1. emeviler türkleri müslüman yapmak için bunu kullandılar.
2. bunu kullanarak katliamlar yaptılar.
3. tıpkı ışid'in yasası gibi yasalar koydular ve bunu yapan adamlar hani dualarda türkiye halkının asla unutmadığı sahabeden adamlar ve onların ordusuydu.
4. ışid bu ayeti videolarında kullanıyor ve temel savaş sebebi olarak gösteriyor.
5. ışid komutanları konuşmalarında hep "bize bu emrolundu, dünya topraklarında allah'a inanmayan kimse yaşayamaz" diyorlar ağız birliği etmiş gibi, mesela türk komutan da diyor "böylesinin yaşama hakkı yok" diye. bunun sebebi gerçekten kur'an içerisinde bunun yazılıyor olması, adamlar kafadan uydurmuyorlar yani.

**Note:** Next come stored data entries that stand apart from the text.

PR #622, opened 2021-05-05
feat: add recursiveDelete() to Firestore

thebrianchen:
Porting from node. Merging to a feature branch until it's good to release.

Several PRs are contained in here: [1](https://github.com/googleapis/nodejs-firestore/pull/1453), [2](https://github.com/googleapis/nodejs-firestore/pull/1412), [3](https://github.com/googleapis/nodejs-firestore/pull/1427).

### DIFF
--- a/google-cloud-firestore/clirr-ignored-differences.xml
+++ b/google-cloud-firestore/clirr-ignored-differences.xml
@@ -256,6 +256,6 @@
   <difference>
     <differenceType>7012</differenceType>
     <className>com/google/cloud/firestore/Firestore</className>
-    <method>com.google.cloud.firestore.Firestore recursiveDelete(*)</method>
+    <method>com.google.api.core.ApiFuture recursiveDelete(*)</method>
   </difference>
 </differences>
--- a/google-cloud-firestore/clirr-ignored-differences.xml
+++ b/google-cloud-firestore/clirr-ignored-differences.xml
@@ -252,4 +252,10 @@
     <to>*</to>
   </difference>
 
+  <!-- Recursive Delete -->
+  <difference>
+    <differenceType>7012</differenceType>
+    <className>com/google/cloud/firestore/Firestore</className>
+    <method>com.google.cloud.firestore.Firestore recursiveDelete(*)</method>
+  </difference>
 </differences>
--- a/google-cloud-firestore/src/main/java/com/google/cloud/firestore/FirestoreImpl.java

hangi ayettir bu biliyor musun?
atanın, namaz kılmadığı için boynu vurulan, oruç tutmadığı için lime lime edilen, camiye gitmediği için ailesi katledilen atanın, müslümanım deyip kapanmadığı için ağaçlara boynundan, bebeğiyle/çocuğuyla beraber çivilenen ninenin öldürülme sebebi: enfal 39.
ve kâtilûhum hattâ lâ tekûne fitnetun ve yekûned dînu kulluhu lillâhi, fe inintehev fe innallâhe bimâ ya'melûne basîr.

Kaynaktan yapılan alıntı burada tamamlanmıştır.